We need to demand transparency of any company that receives this kind of
special treatment, and require them to disclose statistical analysis of their
solution at a minimum. How often is it wrong? How was it verified? If they
can't do that, then no deal, and no taxpayer funded boondoggle.

------
anon1m0us
Three of the cases cited are incidents where state organizations are buying
AI, which then benefits that state organization at the expense of its
citizens: People were arrested others got less benefits.

These systems are black boxes. The software companies have a financial
incentive to sell them. The programmers have a financial incentive to get the
customer what they _want_ not what is honest and true. If this software meant
the customer would have to pay out _more_ benefits, how many states would buy
it?

The same thing happens when the product is _not_ AI. AI is a product.
Manufacturers of the product are liable. The product should be open to
investigation.

When Ford Pintos were killing people, the Ford Pinto could be examined. The
737MAX can be examined.

AI can't be examined. The decisions it makes can't even be _explained_ a lot
of times.

Companies are using AI as a shield. Someone here said the other day that they
think people are actually making a lot of the decisions Google makes and
saying it was Algorithmic absolves them of the responsibility to explain the
decision.

This is not a good way forward. You can't say, "I don't know _why_ the machine
is hurting people."

It's hurting people. Shut it off.

------
YeGoblynQueenne
"Algorithmic Decision System" is not a good term. Some of the systems that are
described this way do not make decisions, strictly speaking. For example,
facial recognition systems don't make decisions- they make _identifications_.
They are classifiers, yes? Planners, game-playing algorithms, decision trees
and decision lists, etc, those are systems that are commonly thought of as
making "decisions"\- but those are very rarely the subject of scrutiny of AI
systems these days.

Take for instance a system that is used to determine whether a person is in
risk of recidivism. The system will cough up some number, probably a float
from 0 to 1. The number will be _interpreted_ as a probability that the person
will recidivate. Then, based on this _interpetation_ a decision will be made
by the person or persons using the system, whether to treat the person as
having a high risk of recidivism or not. The system hasn't decided anything at
that point- it's the person using the system that has made a decision.
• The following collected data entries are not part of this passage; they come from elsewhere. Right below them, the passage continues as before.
PR #1680, opened 2024-10-16
Remove the `soroban` binary from prebuilt binaries in the release

leighmcculloch:
### What
Remove the `soroban` binary from the prebuilt binaries in the release folder.

### Why
The `stellar` binary has been published and released for sometime now. We no longer need to be providing the `soroban` binary for folks or expecting folks to be using the `soroban-cli` crate.

This doesn't remove the soroban binary entirely, but it takes one small step towards doing so.


Ifropc:
> This doesn't remove the soroban and stellar binaries from the soroban-cli crate, because we seem to have a web of dependencies in the system-test repo that are using it

Looks like system tests needs to be changed either way 🤔

leighmcculloch:
> Looks like system tests needs to be changed either way 🤔

Yeah this seems much more complicated than I expected. I started working on the system-test repo to change it, and I'm just digging myself a hole at this point without my visibility to what's going on. I'm going to pare this change back to just not publishing binaries.

Ifropc:
Tests still are be failing but it seems to be unrelated

Ifropc (approved):

PR #1681, opened 2024-10-18
Favor stellar config dir.

fnando:
### What

Favor `~/.config/stellar` and `pwd/.stellar` config directories. This will create missing config dirs by using the stellar name, instead of soroban.

### Why

Given the push to the stellar-cli, we're should match config directories as well. Right now, we already have checks for local .stellar config directories, even though we generate a `.soroban` in case it doesn't exist.

### Known limitations

N/A


cmd/soroban-cli/src/config_dir_check.rs
```diff
@@ -0,0 +1,35 @@
...
+        parent_dir.join(".stellar")
+    };
+
+    let message = format!(
+        "The config directory {config_dir:?} is deprecated and should be \
+        renamed to {new_config_dir:?}.",
+    );
+
+    if (locator.global && dirname == "soroban") || (!locator.global && dirname == ".soroban") {
+        printer.warnln(message);
```
Ifropc, line 33: Should we do it automatically? This config directory is created and managed by the cli

cmd/soroban-cli/src/config/locator.rs
```diff
@@ -468,14 +468,22 @@ impl KeyType {
...
     } else {
         dirs::home_dir()
             .ok_or(Error::HomeDirNotFound)?
             .join(".config")
+    };
+
+    let soroban_dir = config_dir.join("soroban");
+    let stellar_dir = config_dir.join("stellar");
+
+    if soroban_dir.exists() {
```
Ifropc, line 482: If both exists, IMO we should either use `stellar_dir` first or return an error

cmd/crates/soroban-test/tests/it/integration/hello_world.rs
```diff
@@ -113,7 +113,7 @@ async fn invoke() {
             },
         )
         .unwrap();
-    let sk_from_file = std::fs::read_to_string(dir.join(".soroban/identity/testone.toml")).unwrap();
+    let sk_from_file = std::fs::read_to_string(dir.join(".stellar/identity/testone.toml")).unwrap();
```
willemneal, line 116: Perhaps add a test to show that the stellar get's priority?

cmd/soroban-cli/src/config/locator.rs
```diff
@@ -468,14 +468,22 @@ impl KeyType {
 }
 
 pub fn global_config_path() -> Result<PathBuf, Error> {
```
willemneal, line 470: I think this should return `[Option<PathBuf>; 2]`. Same with the local config. We already have the notion of prioritizing local over global. And so then we can add additional dimension to each. You would need to update `get_local_and_global` but the other functions expect locations in priority order so everything should work.

cmd/soroban-cli/src/config_dir_check.rs
willemneal: All the logic after `dirname`'s extraction is only needed in the true case.

cmd/soroban-cli/src/lib.rs
```diff
@@ -14,6 +14,7 @@ pub use cli::main;
 pub mod assembled;
 pub mod commands;
 pub mod config;
```
willemneal, line 16: Why not move this into `config`? Then you can do `use crate::config::dir_check;`

cmd/soroban-cli/src/config_dir_check.rs
fnando: Leigh commented on Slack that we should support both directories indefinitely, so this check has been removed.

cmd/soroban-cli/src/config/locator.rs
fnando: Good catch. Also, we should log a warning message in case both directories exist, just like the local config is doing right now.

cmd/soroban-cli/src/config/locator.rs
fnando: All places that actually need both global and local config are calling `local_and_global`, which is returning `Result<[Location; 2], Error>`, so they can display all configs. I fail to see why changing the return type like you suggested is something we need to do.

willemneal: The point is that you want to collect all keys from all configs. For example you have a key for Alice in .stellar, and Bob in .soroban. Then others in the other two global configs. 

So you need to look for the keys that prioritize local then global as before then also stellar then soroban for each.

fnando: I don't think that's true. Right now, we prioritize .stellar over .soroban, and show an warning in case both exists at the same time: https://github.com/stellar/stellar-cli/blob/main/cmd/soroban-cli/src/utils.rs#L87-L89

I followed the same idea here, so it works similarly for both local and global configs. https://github.com/stellar/stellar-cli/pull/1681/files#diff-09da31e3b060c449882b17935698b71f2d9a1e1cd5a8198c135b594da32a4788R484-R486

willemneal: I am not at my computer but if Bob didn't exist in stellar but did in sororban this would find it? When I looked before it seemed to pick stellar and ignore soroban

willemneal: I am not at my computer but if Bob didn't exist in stellar but did in sororban this would find it? When I looked before it seemed to pick stellar and ignore soroban

fnando: > I am not at my computer but if Bob didn't exist in stellar but did in sororban this would find it?

No, it wouldn't, but this is already the case. You would get a warning like `tracing::warn!("the .stellar and .soroban config directories exist at path {pwd:?}, using the .stellar");` though.

fnando: We're always favoring `.stellar`, and not fetching both directories. If we decide we should, then that's a change for another pr, because it affects the current behavior.

willemneal: Then I think we should add a migration option. As @leighmcculloch said users could already have keys in their old soroban configs and currently not being able to resolve them is a bug IMO. And this seems like the perfect PR to fix that or add a migration option because we don't want users to ever have to manually inspect these directories.

fnando: We discussed this on slack and decided that it's not worth supporting the edge case where both directories can exist; the warning should be enough to give users a hint on what's being used.

fnando:
@leighmcculloch a 👍 here, please?

willemneal (approved):

PR #1684, opened 2024-10-23
Feat/add meta on build

### LINKED ISSUE #1605: Add meta during stellar contract build

Build tooling, CI environments, and other things outside the code want to conveniently add meta data to the contract as part of the build process.

The main use case is to support setting meta during a verified build process that @orbitlens is building.

A new option on the `stellar contract build` command that includes additional metadata to be written into the `contractmetav0` custom section as `SCMetaEntry` XDR entities.

```
stellar contract build --meta key1=val1 --meta key2=val2 ...
```

Contract can already embed meta in themselves by making the following call in the code:
```rust
soroban_sdk::contractmeta!(key = "...", val = "...");
```

However, sometimes build systems would like to add meta information, such as the source code repo the build is occurring from, or the commit being built, and that information may not be accessible to the code to insert itself.

It may be possible to structure that stuff with a build.rs script, but adding the ability to pass meta at the tooling level means that contracts don't need to write any code for build tooling to augment the meta.

### Thanks

This idea was shared by and requested by @orbitlens in Discord:
- https://discord.com/channels/897514728459468821/1218934322745315389/1285154853752012852

cc @janewang

elizabethengelman:
### What

Closes #1605 

### Why

Allows users to add additional meta to their contract wasm on build.

### Known limitations

n/a


cmd/crates/soroban-spec-tools/src/contract.rs
```diff
@@ -113,6 +120,115 @@ impl Spec {
...
+        // module.section(&RawSection {
+        //     id: SectionId::Custom as u8,
+        //     data: new_data,
+        // });
+
+        // then add the new custom section
+        module.section(&CustomSection {
+            name: Cow::Borrowed("contractmetav0"),
+            data: Cow::Borrowed(new_data),
+        });
```
leighmcculloch, line 217: If the plan is to leave the existing custom section intact, and add a second custom section with the same name, can I suggest we use the wasmgen crate, which has the ability to simply add a new section without needing to parse or know anything about the existing sections?

An example of using it is here:
https://github.com/leighmcculloch/wasm-cs/blob/488eb67ef04f750ffb4ef1f2030d57cb5964af45/src/write.rs#L35

There might be a way to do the same with wasm-encoder. I'm just thinking it looks like we don't actually need to rewrite the existing module which seems like a risk if we don't support a section or there's a bug in that rewriting logic.

elizabethengelman: Thank you for the example of wasmgen! 

I agree that rewriting the existing module does seem risky! Doing it that way in the PR was really helpful in understanding the tooling better, but I'll work on just appending a new section today.

elizabethengelman: Just pushed up a change to use wasmgen, so much nicer! 🙏 

I'll plan to work on allowing a user to pass in meta as args to build, and testing next.

cmd/crates/soroban-spec-tools/src/contract.rs
```diff
@@ -52,7 +51,13 @@ impl Spec {
                     "contractspecv0" => &mut spec,
                     _ => continue,
                 };
-                *out = Some(section.data());
+
+                if let Some(existing_data) = out.as_mut() {
+                    let combined_data = [existing_data, section.data()].concat();
+                    *out = Some(Box::leak(combined_data.into_boxed_slice()));
```
leighmcculloch, line 57: Does this mean if a .wasm has meta with field a in it, that the new custom section written will have the first custom section copied into it then append onto?

That'll mean the meta for a will appear twice, in both custom sections.

It should be okay to not join them, and just append the new custom section with the additional fields.

cmd/soroban-cli/src/commands/contract/build.rs
```diff
@@ -145,6 +147,28 @@ impl Cmd {
                     return Err(Error::Exit(status));
                 }
 
+                let file = format!("{}.wasm", p.name.replace('-', "_"));
+                let target_file_path = Path::new(target_dir)
+                    .join("wasm32-unknown-unknown")
+                    .join(&self.profile)
+                    .join(&file);
```
leighmcculloch, line 154: Since `file` and `target_file_path` are now defined here, they no longer need to be defined on lines 175-179. The same definition appears there and is a duplicate.

elizabethengelman: updated in [344378a](https://github.com/stellar/stellar-cli/pull/1684/commits/344378a3f68ec0adf39de08906391bf046ea5b56)

cmd/crates/soroban-spec-tools/src/contract.rs
elizabethengelman: 🤔 I may be misunderstanding how this `Spec` struct is being used - I'm interpreting it as a reader here, since it parses the wasm bytes into an easier-to-manage type.

Without joining the existing data with the new custom section here, I'm seeing that even though the new custom sections were added to the wasm properly, when I print out the contract's meta (via `stellar contract info meta`) only the last meta passed in on build was being displayed.

For example, if I run:
```
stellar contract build --metadata new-meta-key=new-meta-value \ 
    --metadata another-new-meta-key=another-new-meta-value
```
I would expect that my contract should have the following metadata:
```
- Description: A test hello world contract (added with contractmeta macro in the contract)
- rsver: 1.81.0 (builtin meta)
- rssdkver: 21.7.3#1f81... (builtin meta) 
- new-meta-key: new-meta-value (added on build)
- another-new-meta-key: another-new-meta-value (added on build)
```

But when I run `stellar contract info meta`, I only see this:
```
Contract meta:
 • another-new-meta-key: another-new-meta-value
```

cmd/soroban-cli/src/commands/contract/build.rs
```diff
@@ -145,14 +156,32 @@ impl Cmd {
...
+
+                let mut wasm_bytes = fs::read(&target_file_path).unwrap();
```
willemneal, line 165: This should use an Error.

elizabethengelman: nice catch!

cmd/soroban-cli/src/commands/contract/build.rs
```diff
@@ -145,14 +156,32 @@ impl Cmd {
...
+                    let xdr: Vec<u8> = meta_entry.to_xdr(Limits::none()).unwrap();
+
+                    wasm_gen::write_custom_section(&mut wasm_bytes, "contractmetav0", &xdr);
+                });
+
+                let updated_spec = Spec::new(&wasm_bytes).unwrap();
+                println!("Updated meta!: {:?}", updated_spec.meta);
+
+                let str_path: &str = target_file_path.to_str().unwrap();
+                fs::write(str_path, wasm_bytes).unwrap();
```
willemneal, line 181: You don't need to convert to a string. See the signature:
`pub fn write<P: AsRef<Path>, C: AsRef<[u8]>>(path: P, contents: C) -> Result<()> `
```suggestion
                fs::write(&target_file_path, wasm_bytes).unwrap();
```
Also should use an Error.

cmd/crates/soroban-spec-tools/src/contract.rs
```diff
@@ -52,7 +52,13 @@ impl Spec {
...
```
leighmcculloch, line 58: We should avoid the use of the leak here, as this memory will never be recollected iiuc. We can make the meta a `Vec<u8>` so that we can concat and simply store a Vec. Would that work?

elizabethengelman: Ah, good catch! It looks like changing `meta` to a `Vec<u8>` should work! I've also changed `env_meta` and `spec` as well, so we can continue handling the payload sections similarly. I get it pushed up shortly.

cmd/soroban-cli/src/commands/contract/build.rs
```diff
@@ -62,6 +62,19 @@ pub struct Cmd {
     /// Print commands to build without executing them
     #[arg(long, conflicts_with = "out_dir", help_heading = "Other")]
     pub print_commands_only: bool,
+    #[arg(long, num_args=1, value_parser=parse_metadata, action=clap::ArgAction::Append, help_heading = "Metadata")]
```
willemneal, line 65:
```suggestion
    /// Add key-value data to the `contractmetav0` custom section
    #[arg(long, num_args=1, value_parser=parse_metadata, action=clap::ArgAction::Append, help_heading = "Metadata")]
```

leighmcculloch:
```suggestion
    /// Add key-value to contract meta (adds the meta to the `contractmetav0` custom section)
    #[arg(long, num_args=1, value_parser=parse_metadata, action=clap::ArgAction::Append, help_heading = "Metadata")]
```

Cargo.lock
```diff
@@ -4991,7 +5004,7 @@ version = "21.5.0"
 dependencies = [
  "async-trait",
  "bollard",
- "byteorder",
+ "byteorder 1.5.0",
```
leighmcculloch, line 5007: This means that there are now two versions of byteorder in use. That might be unnecessary.

leighmcculloch (commented):
Looks good, three minor tweaks otherwise 👍🏻.

Have you tried deploying a contract built with the additional meta option?

Cargo.lock
elizabethengelman: nice catch!

cmd/soroban-cli/src/commands/contract/build.rs
```diff
@@ -62,6 +62,20 @@ pub struct Cmd {
     /// Print commands to build without executing them
     #[arg(long, conflicts_with = "out_dir", help_heading = "Other")]
     pub print_commands_only: bool,
+    /// Add key-value to contract meta (adds the meta to the `contractmetav0` custom section)
+    #[arg(long, num_args=1, value_parser=parse_meta_arg, action=clap::ArgAction::Append, help_heading = "Metadata")]
+    pub meta: Vec<(String, String)>,
+}
+
+fn parse_meta_arg(s: &str) -> Result<(String, String), Error> {
+    let parts = s.splitn(2, '=');
```
Ifropc, line 71: Should probably also check that there's only one `=` in the string

leighmcculloch: `=` is a valid character in a header value, so it's allowed to occur more than once since only the first one we use as a delimiter on the key-value.

cmd/soroban-cli/src/commands/contract/build.rs
```diff
@@ -82,8 +96,17 @@ pub enum Error {
     CopyingWasmFile(io::Error),
     #[error("getting the current directory: {0}")]
     GettingCurrentDir(io::Error),
+    #[error("reading wasm file: {0}")]
+    ReadingWasmFile(io::Error),
+    #[error("writing wasm file: {0}")]
+    WritingWasmFile(io::Error),
+    #[error("invalid metadata entry: {0}")]
+    MetadataArg(String),
```
leighmcculloch, line 104: Prefer the term "meta" over "metadata" for consistency with existing vocab. Same elsewhere in the change where "metadata" is being used to refer to the contract meta.
```suggestion
    #[error("invalid meta entry: {0}")]
    MetaArg(String),
```

leighmcculloch (approved):
👏🏻 

This could impact others, so we should do an announcement 📣 in Discord so folks know that it's appending a second custom section with the same name.

cmd/soroban-cli/src/commands/contract/build.rs
elizabethengelman: good catch, i missed that one!

elizabethengelman:
> This could impact others, so we should do an announcement 📣 in Discord so folks know that it's appending a second custom section with the same name. @elizabethengelman can you do that?

@leighmcculloch sure thing! does posting in #announcements make sense, or is there another channel?

cmd/soroban-cli/src/commands/contract/build.rs
leighmcculloch: Oops, thought this was about the rpc headers PR 😓. There's little reason to block people from using `=` in a meta value too.

leighmcculloch:
> #announcements make sense, or is there another channel?

It's a bit low level and won't be important for contract developers likely to know, so in the `soroban-itself` channel, starting a thread, and then we can mention folks we expect will be of interest. And anyone else can see thet hread and hopefully tag others if they know of anyone.

PR #1685, opened 2024-10-24
Add cargo-deny for license checks and dep duplicate avoidance

leighmcculloch:
### What
Add cargo-deny.

### Why
To perform license checks and identify unnecessarily dependency duplication that increases build time and binary size.

The config was taken from the `rs-soroban-sdk` repo with minor changes made to fit.

We should have added this a while ago.


.github/workflows/rust.yml
```diff
@@ -30,6 +30,21 @@ jobs:
     - run: rustup update
     - run: cargo fmt --all --check
 
+  cargo-deny:
```
Ifropc, line 33: Should we run it every time on PR? Maybe we can skip running it if `Cargo.lock` was unchanged?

The matter is complicated somewhat by the existence of systems that
_incorporate_ AI algorithms in a more general automated decision process. For
example, self-driving cars use image recognition algos to identify objects in
their path but navigation decisions are not taken by the image recognition
algos! However I'd wager that those kinds of integrated systems are not what
most people think of when they speak of "algorithms" making "decisions". But I
may well be wrong.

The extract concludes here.